Катя могла рассчитывать только на свою зарплату и аттестат мужа, с конца июля 1942 года ни того, ни другого не было. Военкомат в Майском прекратил своё существование ещё в июне: сперва переехал в Александровку, а в июле эвакуировался ещё дальше.
В конце октября выданный при расчёте и добытый при помощи Дуси Пряниной крахмал почти закончился. Муки не было совсем, куры неслись плохо, поросёнок хирел, овощи кончались. Основной огород уничтожили войска, а от маленького огородика возле дома толку было мало. Если даже фронт стабилизируется, и Александровка окажется в межфронтовой полосе, то семье Алёшкиных буквально придётся помирать с голоду. Денег не было, а на базарчике возле церкви торговки запрашивали такие цены, что даже страшно становилось. Вещей, на которые можно было бы хоть что-нибудь выменять, у Кати не имелось, всё было продано и проедено ещё в период учебы Бориса в Краснодаре.

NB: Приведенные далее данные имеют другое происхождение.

PR #256, opened 2026-05-14
Borrow outbound messages during ZMTP encoding

quillaid:
Reduce internal outbound message cloning by encoding borrowed messages.

## What changed

- Changed internal ZMTP codec encoding to borrow `Message` values.
- Updated send, handshake, ROUTER, PUB/XPUB, and SUB/XSUB fanout call sites to
  pass borrowed outbound messages where possible.
- Kept public socket APIs unchanged.
- Added large multipart PUSH/PULL and DEALER/ROUTER send coverage.

This is clone/refcount reduction only. Payload bytes are still copied into the
contiguous encode buffer; gather-write/writev is separate follow-up work.

## Validation

- `cargo +nightly fmt --all -- --check`
- `cargo clippy --all --all-targets --no-default-features --features async-std-runtime,all-transport,async-dispatcher-macros -- --deny warnings`
- `cargo test --test send_multipart_large`
- `cargo test --lib`
- CI-style runtime `cargo test --all` variants during audit
- `cargo bench --no-run`

## Benchmark snapshot

Locked targeted Tokio/TCP runs:

- Baseline: `send-clone-before-targeted-20260514T215829Z`
- Candidate: `send-clone-after-targeted-20260514T215829Z`

The targeted slice showed mixed but promising wins, including a large
DEALER/ROUTER 4096B throughput improvement in that run. Full TCP+IPC standard
comparison against libzmq and pinned OMQ still needs to be repeated before
making broad performance claims.

## Status

Draft parked behind PR #252's codec-by-reference work. If #252 lands first,
this branch needs a manual rebase and may become partially redundant.

### DIFF
--- a/benches/codec.rs
+++ b/benches/codec.rs
@@ -25,6 +25,7 @@ fn bench_encode(c: &mut Criterion) {
     for &frames in MULTIPART_FRAME_COUNTS {
         for &size in FRAME_SIZES {
             let m = build_message(frames, size);
+            let message = Message::Message(m);
             let total_bytes = (frames * size) as u64;
             group.throughput(Throughput::Bytes(total_bytes));
             group.bench_with_input(
@@ -34,9 +35,7 @@ fn bench_encode(c: &mut Criterion) {
                     b.iter(|| {
                         let mut codec = ZmqCodec::new();
                         let mut dst = BytesMut::with_capacity(total_bytes as usize + 64);
-                        codec
-                            .encode(Message::Message(m.clone()), &mut dst)
-                            .expect("encode");
+                        codec.encode(&message, &mut dst).expect("encode");
                         black_box(dst);
                     });
                 },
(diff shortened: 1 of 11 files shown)


benches/codec.rs
```diff
@@ -25,6 +25,7 @@ fn bench_encode(c: &mut Criterion) {
     for &frames in MULTIPART_FRAME_COUNTS {
         for &size in FRAME_SIZES {
             let m = build_message(frames, size);
+            let message = Message::Message(m);
```
poyea, line 28: This seems to conflict with https://github.com/zeromq/zmq.rs/pull/252/changes#diff-dddc0c5dc69fd0f65fd4c10886dd209eeb9f749a83b03d958f1c4d2bea9d7fb2R29

quillaid: Agreed, the overlap with #252 is real. I removed the unrelated formatting churn and updated the PR body to mark this as a draft/parked branch. If #252 lands first, this needs a manual rebase and may become partially redundant; I am not asking for merge review on it yet.

quillaid:
Parking this draft for now while I reduce the number of open perf-farm PRs and re-audit the stack. The overlap with #252 makes this a poor review target today. The idea can come back later after rebasing against the current codec work and rerunning the full validation/benchmark loop.

quillaid:
Scope audit after parking:

This PR is not primarily a stacking problem. The issue is that the change is cross-cutting across the outbound send/encode paths and overlaps active codec work in #252. Before reopening, it should be rebased against the current codec changes, checked for redundancy, and backed by focused clone/allocation or throughput evidence. If the surviving diff stays to borrowed outbound encoding plus the large-send coverage, it can be a coherent PR.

Помогла акушерка Матрёна Васильевна, она приняла Катю на работу в роддом санитаркой. В связи с безвластием в станице санитарки — местные жительницы из роддома ушли, а человек, который бы ухаживал за роженицами, был совершенно необходим. Нужен был кто-то и для помощи самим старым сёстрам. Таким образом жена врача, бывшая заведующая отделом Крахмального завода Екатерина Петровна Алёшкина волею судьбы превратилась в санитарку и прислугу акушерки роддома.

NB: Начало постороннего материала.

PR #260, opened 2026-05-14
Plan inproc transport lifecycle path

quillaid:
Add planning and lifecycle-test groundwork for a future `inproc://` transport.
This does not add public inproc endpoint parsing or a byte-stream prototype.

## What changed

- Added `docs/INPROC_TRANSPORT_PLAN.md`, covering the current transport
  boundary, registry/lifecycle requirements, teardown behavior, and correctness
  traps for a real inproc path.
- Recorded relevant libzmq and pinned OMQ behavior, including registry scope,
  duplicate bind handling, connect-before-bind semantics, and OMQ's codec-less
  inproc fast path.
- Added bind-map lifecycle tests in `tests/connect.rs` for duplicate active TCP
  binds, duplicate active IPC binds, and `NoSuchBind` on unbound `unbind`.

## Why this stops short of a prototype

A byte-stream-only inproc transport would go through the existing `FramedIo`
and ZMTP codec/greeting path, preserving the overhead this work is meant to
avoid. The plan keeps the public API unchanged until the core/Sans-I/O boundary
can support a no-regret implementation.

## Validation

- `cargo test --test connect -- --test-threads=1`
- `git diff --check`
- GitHub Actions are green on this draft PR.

### DIFF
--- a/docs/INPROC_TRANSPORT_PLAN.md
+++ b/docs/INPROC_TRANSPORT_PLAN.md
@@ -1,0 +1,153 @@
+# Inproc Transport Plan
+
+This note maps the current transport boundary and records the constraints for
+an eventual `inproc://` path. It is intentionally a planning artifact: work
+package 7 in `PERFORMANCE_ROADMAP.md` says inproc should follow the core
+boundary cleanup, so this should not introduce a public endpoint or slow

Эта работа давала хоть маленькую поддержку — роженицы за своё обслуживание в роддоме платили персоналу продуктами: мукой, мясом, картофелем, крупами. Кое-какая часть этих продуктов перепадала и Кате и служила единственным подспорьем для её семьи. Таким образом Алёшкины просуществовали до середины ноября. Работа в роддоме дала Катерине легальную возможность остаться в станице, что было необходимо. Когда выяснилось, что она не сумеет эвакуироваться из станицы из-за детей, районный отдел НКВД, с которым, как мы знаем, она была связана, поручил ей кое-какие секретные задания.

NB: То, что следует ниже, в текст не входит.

PR #267, opened 2026-05-24
Improve socket send and PUB fanout performance

sunlei:
## Summary

This PR moves socket writes out of the foreground `send()` path and into bounded writer queues, then batches ready writes before flushing. The main goal is to reduce peer-backed send cost without changing the public socket API.

Main changes:

- add a shared batched writer queue helper for framed socket writes
- add per-peer writer queues and a single-peer sender fast path in the generic backend
- route ROUTER sends through the shared backend send helper
- move PUB fanout behind a local fanout queue with per-subscriber writer queues
- keep PUB publishing non-blocking for slow subscribers by dropping on full fanout or subscriber queues
- add codec, framed-read, and fair-queue hot-path improvements
- expand benchmarks so send admission, delivered latency, and batch throughput are measured separately

## Review guide

Suggested review order:

1. `src/write_queue.rs`: shared batching behavior and flush boundary.
2. `src/backend.rs` and `src/router.rs`: generic peer send path, single-peer cache, and ROUTER reuse of the backend helper.
3. `src/pub.rs`: PUB fanout queue, subscriber writer queues, and drop behavior for slow subscribers.
4. `src/codec/*`, `src/fair_queue.rs`, and `src/message.rs`: smaller hot-path changes.
5. `benches/*` and `docs/BENCHMARKS.md`: benchmark coverage and result interpretation.

The highest-risk semantic change is PUB send completion. The other socket send paths still preserve local queue backpressure.

## Behavior notes

`PubSocket::send().await` is intentionally lighter after this change. It now means the message was accepted into the local PUB fanout path, or dropped according to PUB policy. It is not a delivery or transport-flush barrier.

For non-PUB peer-backed sockets, `send().await` still preserves queue backpressure. The foreground path accepts the message into the local per-peer writer queue, and the background writer task performs framed I/O in queue order.

For each peer writer queue, accepted messages are still fed to the framed sink in queue order. Batching changes flush granularity, not per-peer ordering for messages that were accepted into the queue.

## Benchmark scope

The benchmark suite now separates three different questions:

- send-admission cost: how quickly `send()` accepts a message into the local socket path
- delivered latency: how long until a peer observes a single message
- batch throughput: sustained pipeline throughput under batched sends

These are local macOS arm64 measurements. They are meant to show direction and order of magnitude; network benchmarks are scheduler-sensitive.

### 256B before/after socket-send cost

[...]

PR #268, opened 2026-05-25
Add hotpath benchmark coverage

sunlei:
## Summary

This splits the benchmark-only part out of #267 so it can be reviewed independently.

Changes:

- add a `hotpath` benchmark target for send-admission and delivered-latency comparisons
- add environment-based transport filtering for `throughput` and `compare_libzmq`
- extend benchmark documentation with benchmark families, result interpretation, and useful smoke commands
- keep the documentation limited to behavior that is true on current `master`; queued-send semantics will be documented in the later production PRs

## Validation

- `cargo fmt --check`
- `cargo bench --no-run`

## Follow-up

This PR is intentionally benchmark/documentation only. Production changes for queued sends, batching, PUB fanout, framed read, and FairQueue are split into separate PRs.

### DIFF
--- a/Cargo.toml
+++ b/Cargo.toml
@@ -70,3 +70,7 @@ harness = false
 [[bench]]
 name = "throughput"
 harness = false
+
+[[bench]]
+name = "hotpath"
+harness = false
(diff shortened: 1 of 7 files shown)


Alexei-Kornienko (approved):
LGTM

Однажды, вероятно, числа 10–12 ноября с вечера гремела особенно сильная перестрелка. Снаряды и мины почти беспрерывно шелестели и выли над головой и рвались то с одной, то с другой стороны станицы. Из-за Лезгинки слышалось всё усиливающееся урчание танков. С началом обстрела жители станицы попрятались в подвалах и щелях. Вместе с детьми забралась в свой окопчик и Катя. Так, под грохот этой канонады, они, тесно прижавшись друг к другу, укрывшись стареньким ватным одеялом, и заснули.